From what I can gather this is the issues she lays out:

1. The rice shortage is due to shipping Japanese rice overseas plus the foreigners eating too much of it... This in fact is due to government protectionism and they should be fighting against the LDP not some tourists in the country for a week.

2. Foreigners are buying up lots of apartment buildings and raising the rent. There have been some high-profile cases of Chinese nationals buying apartment buildings and doing this. I agree with taking some action on this - I think it's an easy fix to have a non-resident tax similar to what Singapore does (I believe theirs is %60)

3. Socioeconomic forces have made it impossible for women to stay at home with a child. Not sure kicking out all the foreigners would help this at all, seems like an issue with the stagnant wages and high taxes in Japan more than anything.

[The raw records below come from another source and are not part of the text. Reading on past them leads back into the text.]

PR #701, opened 2026-08-08
fix(vtxo-manager): price the intent fee in renewVtxos and recoverVtxos

Kukks:
This is the `feat/arkade-swap` companion to #698, which carries the same fix onto `master`. Both target #696.

`IVtxoManager.renewVtxos()` and `recoverVtxos()` build their settlement output as the gross sum of the inputs they selected, so the fee the intent implies — `sum(inputs) - sum(outputs)` — is always exactly zero. Against an operator with a non-zero `intentFee` policy the server rejects the intent outright and neither call can ever succeed. The bug is present here in the same form it is on `master`: `packages/ts-sdk/src/wallet/vtxo-manager.ts` differs between the two branches by exactly one line, and it is not one of the lines that computes the amount.

I am opening this separately rather than waiting for #698 to merge because `feat/arkade-swap` is the branch the team works on day to day and the one downstream consumers pin, so a fix that only lands on `master` does not reach them for however long the two branches stay apart. #698 stays on `master` since that is where releases are cut.

The first two commits are #698's, unmodified. Both entry points now price their inputs and their output through two shared helpers, `priceSettlementInputs` and `deductOffchainOutputFee`, using the arithmetic that already existed a few hundred lines down the same file — `runPeriodicSettle` and the no-argument `Wallet.settle()` branch both do this, and `runPeriodicSettle`'s comment names this exact failure. Only these two entry points were left gross, and neither takes a fee argument, so a caller cannot correct it from outside. Three things come along with the deduction: an input whose own fee meets or exceeds its value is dropped (and dropped *before* `capSettlementBatch`, so it cannot occupy a slot a viable input behind it could have used); dust is judged on the net output rather than the gross input sum; and `getRecoverableBalance` prices identically to the sweep, so a UI that previews with one and executes with the other stops showing two different numbers. #698's description has the full derivation and I would rather not duplicate it here.

The one thing worth reading carefully on *this* branch is where the pricing lands relative to the gated selection accessor. `feat/arkade-swap` routes the renewal read through `getSpendableVtxos({ withRecoverable: true })` where `master` uses `getVtxos` — that is the single-line divergence, and it sits in `selectExpiringVtxos`. The pricing runs downstream of it: `renewVtxos` selects through the gate, revalidates, and only then prices whatever survived, which is the ordering you want, since pricing a coin the gate is going to reject is wasted work and the gate is the stricter filter. Recovery is unaffected — `recoverVtxos` and `getRecoverableBalance` both still read the ungated `getVtxos` on this branch exactly as they do on `master`, so the pricing lands in the identical place. Whether recovery *should* also be gated is a separate question that was raised and dropped in #700; nothing here changes that either way.

The last two commits came out of review and are **not** in #698, so they should be ported there too. `getRecoverableBalance` returns both a `recoverable` total and a `subdust` figure, and #698 priced the first net while leaving the second summing gross `value` — which puts them on different bases and, for a wallet whose recoverable set is entirely subdust, could report `subdust` larger than `recoverable`. Subdust is still *classified* on gross value, which is what makes a coin subdust and what `getRecoverableWithSubdust` judged inclusion on, but it is now *reported* net, totalled through the existing `subtotalOf` so an unpriced input throws rather than silently contributing zero.

That fix then needed its own claim narrowed, which is worth stating plainly because it is a real limit on the number: `subdust` is net of the per-input fees but *not* of the output fee, because that one is charged on the batch as a whole and does not decompose per coin. So `subdust <= recoverable` holds when no output fee is configured or the non-subdust coins cover it, but not in general — a flat output fee against a wholly subdust wallet still leaves `subdust` the larger. Rather than clamp it, which would invent a number that answers to nothing and would still mislead on mixed sets, the public TSDoc now says what the field actually is (what the subdust coins are worth once each has paid its own way) and a test pins the case. The same round moved a comment up to the recovery capping condition to say that it fires when *either* fee pricing or a size cap narrows the batch, since the comparison is against the pre-pricing count deliberately and reads as cap-only otherwise.

One tradeoff carried over from #698 and worth restating, because it costs the user satoshis. `deductOffchainOutputFee` evaluates the output fee on the pre-deduction subtotal rather than on the amount finally committed, matching what the two already-working paths do. Under a percentage output rate `r` that means paying `r * subtotal` where the server asks only `r * subtotal * (1 - r)`, an over-payment of `r² * subtotal` — 99 sats on a 990,000-sat subtotal at 1%. Solving the fixed point would recover those, but the failure mode of getting it wrong is landing a satoshi *under* the minimum, which is precisely the rejection this change exists to prevent, so I kept the conservative form and pinned the exact magnitude in a test rather than leaving it incidental. If you would rather have the exact solve, I would suggest doing it to all four call sites in one go instead of just these two.

One review suggestion I did not take: making the `getAddress()` call in `getRecoverableBalance` conditional on the operator actually pricing outputs. It is `this.arkAddress.encode()` — a local bech32m encode over an in-memory address, no I/O — and skipping it would mean testing `estimator.config.offchainOutput` at the call site, which duplicates `deductOffchainOutputFee`'s own early return and leaks its internals to every caller. The abstraction seems worth more than the encode.

On evidence, and I want to be precise about what I did and did not re-run. Both of #698's commits cherry-picked onto `feat/arkade-swap` with no conflicts, and the resulting `vtxo-manager.ts` differed from #698's head by exactly the `getSpendableVtxos` line above before the review commits went on top. Gate, measured on pristine `feat/arkade-swap` first and again after: `lint`, `build` and all three `typecheck`s clean on both sides; ts-sdk unit went 2396 passed / 1 skipped to 2417 passed / 1 skipped across the same 156 files, which is 18 new tests from #698 plus 3 from the review round, with no pre-existing test moved; `swap` held at 232 and `boltz-swap` at 614, both unmoved. Reverting the pricing to the gross output while keeping the tests fails 15 of those 18 — the three that still pass are exactly the zero-fee "unchanged behaviour" cases, one per entry point plus the preview — and the flagship failure reads `expected 8000n to be 7920n`, the gross sum offering a zero fee, which is the bug itself. Reverting just the subdust change fails its tests with `expected 1100n to be 1089n` while leaving all eleven pre-existing subdust tests passing, since those run at zero fee where gross and net coincide.

What I did not do is re-run the live regtest verification. #698 confirmed the fix against an arkade-regtest stack (arkd v0.9.15, `offchainInput: "amount * 0.01"`), reproducing `INTENT_INSUFFICIENT_FEE (31): got 0 min expected 990` on the gross intent and getting a 99,000-sat VTXO renewed to 98,010 — a fee of exactly 990, the server's minimum to the satoshi. The recovery path here is byte-identical to what was exercised there, so that result carries over. The renewal path is not quite: it reaches the same pricing code through `getSpendableVtxos` rather than `getVtxos`, so the selection read in front of the fix is one this branch covers by unit test rather than on a live fee-charging stack. This repo's own regtest integration jobs do run against this branch and pass, but their operator charges no intent fee, so they exercise the zero-fee no-op rather than the priced path.

Naming the limit of that squarely, because it is the thing most likely to be wrong and it becomes invisible once this is merged and the reasoning is gone: the unit tests mock `getSpendableVtxos` to return the same set as `getVtxos`. That is what lets them pass identically on both branches — but it also means they cannot detect a divergence between what the gate admits and what the pricing then sees. If the gated accessor ever returns a different set from the ungated one in a way that matters to fee pricing, nothing in this test suite would notice. What the backport proves is that the arithmetic is right and that it sits downstream of the gate; it does not prove the gate and the pricing agree on a real wallet.

One note on what was actually reviewed, since a green check does not always mean a review happened. @arkana-ai-bot's reviews on this PR are real, and are what caught the `subdust` defect and then the overstated invariant in my own first fix for it. CodeRabbit's check, by contrast, passes carrying *"Review skipped: reviews are disabled for this base branch"* — no review took place, and it renders identically to a completed one in the checks list. #698 did get a real CodeRabbit review, so the difference is this PR's base branch rather than anything about the change. Net effect: this PR has had one reviewer, not two.

### DIFF
--- a/packages/ts-sdk/src/wallet/vtxo-manager.ts
+++ b/packages/ts-sdk/src/wallet/vtxo-manager.ts
@@ -306,6 +306,73 @@ export function capSettlementBatch<T extends { value: number }>(
     return batch;
 }
 
+/**
+ * Price a settlement's VTXO inputs against the operator's intent-fee policy,
+ * dropping any input that cannot pay for itself.
+ *
+ * An intent's fee IS `sum(inputs) - sum(outputs)`, so a single-output settlement
+ * asking for the gross input sum offers exactly zero and the server rejects the
+ * whole intent with `INTENT_INSUFFICIENT_FEE` wherever the operator prices
+ * offchain inputs at all. `subtotal` is what the inputs are worth once each has
+ * paid its own way; the caller still owes {@link deductOffchainOutputFee} on top.
+ *
+ * An input whose fee meets or exceeds its value is skipped rather than settled —
+ * it would take more out of the output than it puts in. Callers filter with this
+ * BEFORE {@link capSettlementBatch} so an uneconomic input cannot occupy a slot
+ * that a viable one behind it could have used.
+ */
+function priceSettlementInputs<T extends NormalizedExtendedVirtualCoin>(
+    vtxos: T[],
+    estimator: Estimator,
+): { payable: T[]; subtotal: bigint } {
+    const payable: T[] = [];
+    let subtotal = 0n;
+    for (const vtxo of vtxos) {
+        const inputFee = estimator.evalOffchainInput(toOffchainInputFeeParams(vtxo));
+        if (inputFee.satoshis >= vtxo.value) {
+            continue;
+        }
+        payable.push(vtxo);
+        subtotal += BigInt(vtxo.value - inputFee.satoshis);
+    }
+    return { payable, subtotal };
+}
+
+/**
+ * Take the operator's offchain output fee off a settlement's single output.
+ *
+ * The fee is evaluated on `subtotal` — the amount before this deduction — rather
+ * than on the amount finally committed, matching what
+ * {@link VtxoManager.runPeriodicSettle} and the no-argument `Wallet.settle()`
+ * branch already do. Under a percentage rate `r` that implies a fee of
+ * `r * subtotal` where the server asks only `r * subtotal * (1 - r)`, i.e. an
+ * over-payment of `r^2 * subtotal`. Deliberate: paying over is always accepted,
+ * whereas solving the fixed point exactly to recover those satoshis risks
+ * landing one under the minimum — which is the rejection this pricing exists to
+ * avoid.
+ *
+ * Can return a value below dust, or below zero, when a flat output fee outweighs
+ * the inputs; every caller checks the result against the dust threshold.
+ */
+function deductOffchainOutputFee(
+    subtotal: bigint,
+    estimator: Estimator,
+    arkAddress: string,
+): bigint {
+    // Mirror the estimator's own early return rather than reaching it through
+    // `ArkAddress.decode`: with no output program the script is never read, and
+    // an operator that doesn't price outputs shouldn't make a decodable address
+    // a precondition for renewing or recovering.
+    if (!estimator.config.offchainOutput) {
+        return subtotal;
+    }
+    const outputFee = estimator.evalOffchainOutput({
+        amount: subtotal,
+        script: hex.encode(ArkAddress.decode(arkAddress).pkScript),
+    });
+    return subtotal - BigInt(outputFee.satoshis);
+}
+
 /** Default renewal threshold in seconds (3 days). */
 export const DEFAULT_THRESHOLD_SECONDS = 259_200;
 
@@ -1106,7 +1173,7 @@ export class VtxoManager implements AsyncDisposable, IVtxoManager {
 
         // Filter recoverable virtual outputs and handle subdust logic
         const now = await fetchTimeHeight(this.wallet);
-        let { vtxosToRecover, totalAmount } = getRecoverableWithSubdust(allVtxos, dustAmount, now);
+        let { vtxosToRecover } = getRecoverableWithSubdust(allVtxos, dustAmount, now);
 
         if (vtxosToRecover.length === 0) {
             throw new Error("No recoverable VTXOs found");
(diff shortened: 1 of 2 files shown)


Kukks:
Thanks — the `subdust`/`recoverable` finding is right and I've fixed it in 9a4ac6c6.

Confirmed it by reading the code rather than taking it on trust: `recoverable` comes out of `deductOffchainOutputFee(subtotalOf(payable, net), ...)` while `subdustAmount` was reducing over `BigInt(v.value)`. Since `subdust` reports a component of `recoverable`, that put the two on different bases, and for a wallet whose recoverable set is *entirely* subdust — which is exactly the wallet the field exists to describe — `subdust` came back larger than `recoverable`. Worth noting this is a defect in the change itself rather than a pre-existing one: before the pricing both fields were gross and therefore consistent.

I kept the classification on gross value, since that is what makes a coin subdust and what `getRecoverableWithSubdust` judged inclusion on, and changed only the reporting to net. One deviation from your suggested patch: I totalled it through the existing `subtotalOf` instead of `net.get(...) ?? 0n`. A `?? 0n` fallback would silently understate `subdust` if an unpriced input ever reached it, and `subtotalOf` already throws on exactly that case for the same reason — an input silently counting as zero is the failure mode the helper was written to prevent. Everything in `payable` is priced by construction, so the throw is unreachable today; it is there so it stays unreachable.

Two tests pin it: an all-subdust recoverable set where `subdust` and `recoverable` must agree exactly, and a mixed set where `subdust` is the net contribution of just the subdust coins. Reverting to the gross sum fails both with `expected 1100n to be 1089n`, and leaves the eleven pre-existing subdust tests green, since those run at zero fee where gross and net coincide.

On the capping condition: agreed it is not a bug, and I'd rather not restructure the control flow inside a fee fix. I moved the explanation up to the condition itself so the "either filter fired" reading is visible before someone tries to simplify it, rather than three lines further in next to `cappedAway`.

On the unconditional `getAddress()`, I'm going to leave it. It resolves to `this.arkAddress.encode()` — a local bech32m encode over an in-memory address, no I/O — and avoiding it means testing `estimator.config.offchainOutput` at the call site, which duplicates `deductOffchainOutputFee`'s own early return and leaks its internals to every caller. Happy to be argued out of that if you think the encode is worth the coupling.

Gate after the fix, against a baseline recorded on pristine `feat/arkade-swap`: lint, build and all three typechecks clean; ts-sdk unit 2396 → 2416 passed / 1 skipped over the same 156 files (18 from the backport, 2 for this fix, nothing pre-existing moved); `swap` 232 and `boltz-swap` 614 both unmoved.

One thing to flag beyond this PR: #698 on `master` carries the identical `subdust` defect — I checked its head commit directly and the gross reduce is there verbatim. This fix should be ported across before that one merges.

Kukks:
Good catch, and you're right that the comment overstated it. Fixed in 8afcbb66.

I reproduced your counter-example before changing anything rather than taking the arithmetic on trust: two coins at 600 and 500, 1% input fee, flat 200 output fee gives `subdust` 1089 against `recoverable` 889, exactly as you had it. So "a component of `recoverable`" was wrong — `subdust` nets off the per-input fees but not the output fee, which is charged on the batch as a whole and genuinely does not decompose per coin.

I took option 2. Clamping would invent a number that answers to nothing, and as you note it would still mislead on mixed sets where the non-subdust coins absorb the output fee — a clamped `subdust` would look precise while being arbitrary. The honest reading is what the subdust coins are worth once each has paid its own way, and that is now what it says.

Two things beyond the comment you flagged. I put the explanation on the public method's TSDoc as well as in the body, since `subdust` is what a UI renders and the caller is the one who needs to know it is not a slice of the total; that doc now also states that both figures are net of intent fees and that the batch caps are not applied to the preview. And I pinned the edge case with a test (`does not attribute the batch-level output fee to subdust`) rather than leaving it as prose — you were right that neither of the previous two exercised an output fee, and a documented invariant with no test is one refactor away from being silently wrong in the other direction.

Gate: lint, build and all three typechecks clean; ts-sdk unit 2417 passed / 1 skipped over 156 files, up from the 2396 baseline on pristine `feat/arkade-swap` — 18 from the backport plus 3 from this review round, nothing pre-existing moved. `swap` 232 and `boltz-swap` 614 unmoved.

PR #709, opened 2026-08-10
feat(swap): name the refund this wallet cannot make

pietro909:
Second of the two PRs in `plans/arkade-swap-leftover-5-6.md` (item 6). Independent of
#708 — different files, and its own retirement is `RfqSwapManager.retireContract`, which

4. Foreign students are going to university in Japan and getting large scholarships / room and board paid by the government. Don't have much of an opinion on this one.

The main issue I have with their party is rolling all residents, tourists and the like into a single group and othering them. I agree the government needs to take action on a lot of these issues but just blaming all non-Japanese doesn't help either party.

DataDaemon•4mo ago
I wonder what happened, printing money is not enough?
OgsyedIE•4mo ago
Some root cause analysis:

* Big swings to populism (even if the populist leaders are merely lying about their populist beliefs to entrench their power and set up an oligarchy) come about because of loss of legitimacy in the mainstream political spectrum.

* In the absence of a large and unexpected disaster, a loss of mainstream political legitimacy comes from mass alienation slowly attriting away the base of support.

* Japan is an import-heavy country with an educationally demanding labor market in a time of global uncertainty driving up trade costs across the board and impacting people's available cognitive energy budget. Under such circumstances, I'd be shocked if Sanseito hasn't already collaborating with AfD for a while.